Global pharmaceutical market, both in terms of production and consumption, is highly concentrated in the developed regions. In 2010, North America (38 per cent), Europe (29 per cent) and Japan (12 per cent) accounted for nearly 79 per cent of global market. On the other hand, developing regions with a share of nearly 85 per cent of world population, accounted for only 21 per cent of global pharmaceutical consumption in 2010. The share of developing countries in global pharmaceutical trade remained very low and they accounted for only 7.0 per cent of exports and 18 per cent of pharmaceutical imports in 2010.

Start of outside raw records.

PR #399, opened 2022-04-08
Caplan diffusion coefficients for WD interiors

evbauer:
Implements diffusion coefficients of Caplan, Bauer, & Freeman (2022)
https://ui.adsabs.harvard.edu/abs/2022MNRAS.tmpL..33C/abstract

By default sets these to be the coefficients used in strongly coupled matter (e.g. white dwarf interiors approaching crystallization), with a smooth transition from the Stanton & Murillo coefficients over Gamma=5-10. Caplan coefficients fully on for Gamma>10.


star/private/diffusion_support.f90
```diff
@@ -1666,6 +1681,132 @@ subroutine lam_SM(nc,m,rho,T,Z,nd,lam_eff,kappa)
...
+        omegap = sqrt(pi4*ni_tot*Zbar*Zbar*qe*qe/(Abar*amu)) ! plasma frequency
+        ai = pow(3d0/(pi4*ni_tot),one_third)
+        kappa = ai/lam_e
+
+      end subroutine kappa_CBF
+
+      ! crlibm does not include error function, so implement an
+      ! erf fit good to 2.5e-5 (Abramowitz and Stegun 1964)
+      ! in terms of other bitsafe functions.
+      real(dp) function bitsafe_erf_fit(x)
```
warrickball, line 1797: Do we want to somehow implement the bit-safe error function in a more basic module (e.g. `math`) so it's available to other parts of MESA and in `run_star_extras.f90`?

warrickball:
This needs a changelog entry, especially because it changes the default.

star/private/diffusion_support.f90
evbauer: That sounds potentially reasonable, but perhaps we can raise this as a rainy-day issue after merging this? Also, is 2.5e-5 accurate enough to use as a general drop-in replacement for `erf`? It's certainly fine for this particular application, but I'm not sure I'd want to add this to math in a way that users might not realize they're not using an approximation.

rhdtownsend:
Have we established that the Fortran intrinsic error function is not bitsafe?

On Apr 12, 2022, at 3:26 AM, Warrick Ball ***@***.******@***.***>> wrote:



@warrickball commented on this pull request.

________________________________

In star/private/diffusion_support.f90<https://github.com/MESAHub/mesa/pull/399#discussion_r848133966>:

>
+        ! Compute kappa
+        ni_tot = 0d0
+        do i = 1,nc
+           ni_tot = ni_tot + nd(i)
+        end do
+        omegap = sqrt(pi4*ni_tot*Zbar*Zbar*qe*qe/(Abar*amu)) ! plasma frequency
+        ai = pow(3d0/(pi4*ni_tot),one_third)
+        kappa = ai/lam_e
+
+      end subroutine kappa_CBF
+
+      ! crlibm does not include error function, so implement an
+      ! erf fit good to 2.5e-5 (Abramowitz and Stegun 1964)
+      ! in terms of other bitsafe functions.
+      real(dp) function bitsafe_erf_fit(x)


Ah, that's fair. As a user, I would expect a more accurate expression in math or elsewhere.

evbauer:
I'm not 100% sure, but I think the argument is that since `erf` is a relative of `exp`, and we need an `exp` entry in `crlibm`, we should expect that `erf` would also not be bitsafe. And @adamjermyn indicated that he may have had some more direct experience with bit-for-bit issues using `erf` in his work with Alex Dittmann?

warrickball:
> Have we established that the Fortran intrinsic error function is not bitsafe?

Yes. I tried calculating erf with random reals with gfortran and ifort and got bit-level differences about once per hundred arguments.

rhdtownsend:
I thought our bit-for-bit concern was about portability across platforms, not across compilers — no?

On Apr 12, 2022, at 1:22 PM, Warrick Ball ***@***.******@***.***>> wrote:



Have we established that the Fortran intrinsic error function is not bitsafe?

Yes. I tried calculating erf with random reals with gfortran and ifort and got bit-level differences about once per hundred arguments.

warrickball:
> I thought our bit-for-bit concern was about portability across platforms, not across compilers — no?

I thought our bit-for-bit concern was about portability across compilers _and_ platforms...

evbauer:
It looks like discussion on this has died down, and we may be ready to move the `erf` discussion to a separate github issue and merge this PR. Any objections to going ahead and merging as long as [this](https://testhub.mesastar.org/Caplan_diffusion/commits/3cc34dd) comes back clean?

Patent protection is an incentive for the research and development of new drugs. But there is also concern that the TRIPS (The Agreement on Trade-Related Aspects of Intellectual Property Rights) agreement, which grants extensive patent rights to pharmaceutical companies, will prevent developing countries from producing or buying generic drugs that usually cost much less than brand name drugs. The United Nations Development Programme (UNDP) has questioned the compatibility of the TRIPS agreement with human rights law because of its impact on access to essential drugs in low-income countries. The World Health Organisation (WHO) has recently added several antiretrovirals to the Model List of Essential Drugs, advancing arguments that they should be available at reduced price.
It is estimated that the industrialised countries hold 97 per cent of all patents, and global corporations own 90 per cent of all technology and product patents. The developing countries have very poor manufacturing and consumption and the least developed countries (LDCs) are not at all a threat to pharmaceutical trade of the developed countries. The LDCs command less than 1.0 per cent of global drug market.
The LDCs have time until the January 01, 2016 deadline to bring their patent regimes into compliance with TRIPS. These countries are now allowed manufacturing and exporting generic medicine without payment of any royalty. Bangladesh has the capacity to produce finished pharmaceuticals, it does not have the infrastructure necessary to produce therapeuic ingredients, i.e. the raw materials for finished products. Also, the local industry does not invest in innovation or reverse engineering to create generic drugs or develop new drugs.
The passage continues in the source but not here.